Copy the records exactly, every one of them.
>>>
PR #847, opened 2022-09-01
feat/logo for README

dd84ai:
It looks like really fitting :) found at some tutorial https://dev.to/aws-builders/lets-nuke-aws-account-3j7k


der-eismann:
Hey @dd84ai, thanks for your contribution! Unfortunately we have to reject this, mainly because of copyright reasons - we can't just steal artwork from other sites. They spend their time and creativity on that and we have to respect that :slightly_smiling_face: 
In addition we are not sure if a logo adds any value to the project. And even if the project carries the name, with the current world events happening we don't really want to have a picture of a nuke on our page. But feel free to contribute some code in the future!

PR #878, opened 2022-11-08
Add tag filtering to OpenID connect provider

leighpascoe:
Added ability to filter on the tags of the OpenID connect provider


leighpascoe:
I've tested it locally with the following config
```yaml
---
regions:
- "global" # This is for all global resource types e.g. IAM
- "us-east-1"
- "us-east-2"
- "us-west-1"
- "us-west-2"

account-blocklist:
- "999999999999"


resource-types:

  targets:
  - IAMOpenIDConnectProvider


accounts:
  "123456123123":
    filters:
      IAMOpenIDConnectProvider:
      - property: tag:TempTag
        type: regex
        value: "[\\d]+"
        invert: true
```

der-eismann (approved):

PR #904, opened 2022-12-30
feat: add HasTargets property in elbv2 target-groups

optplx:
This adds a property on elbv2 target-groups, to be able to delete unused target groups.
It does add a call per target group, but I did not find any other way of doing so.

What do you think?

example usage 
```
    filters:
      ELBv2TargetGroup:
      - property: HasTargets
        type: exact
        value: true
```


optplx:
actually closing for now, I have to address a few issues before. I will re-open later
<<<
## [Task result]
PR #847, opened 2022-09-01
feat/logo for README

dd84ai:
It looks like really fitting :) found at some tutorial https://dev.to/aws-builders/lets-nuke-aws-account-3j7k


der-eismann:
Hey @dd84ai, thanks for your contribution! Unfortunately we have to reject this, mainly because of copyright reasons - we can't just steal artwork from other sites. They spend their time and creativity on that and we have to respect that :slightly_smiling_face: 
In addition we are not sure if a logo adds any value to the project. And even if the project carries the name, with the current world events happening we don't really want to have a picture of a nuke on our page. But feel free to contribute some code in the future!

PR #878, opened 2022-11-08
Add tag filtering to OpenID connect provider

leighpascoe:
Added ability to filter on the tags of the OpenID connect provider


leighpascoe:
I've tested it locally with the following config
```yaml
---
regions:
- "global" # This is for all global resource types e.g. IAM
- "us-east-1"
- "us-east-2"
- "us-west-1"
- "us-west-2"

account-blocklist:
- "999999999999"


resource-types:

  targets:
  - IAMOpenIDConnectProvider


accounts:
  "123456123123":
    filters:
      IAMOpenIDConnectProvider:
      - property: tag:TempTag
        type: regex
        value: "[\\d]+"
        invert: true
```

der-eismann (approved):

PR #904, opened 2022-12-30
feat: add HasTargets property in elbv2 target-groups

optplx:
This adds a property on elbv2 target-groups, to be able to delete unused target groups.
It does add a call per target group, but I did not find any other way of doing so.

What do you think?

example usage 
```
    filters:
      ELBv2TargetGroup:
      - property: HasTargets
        type: exact
        value: true
```


optplx:
actually closing for now, I have to address a few issues before. I will re-open later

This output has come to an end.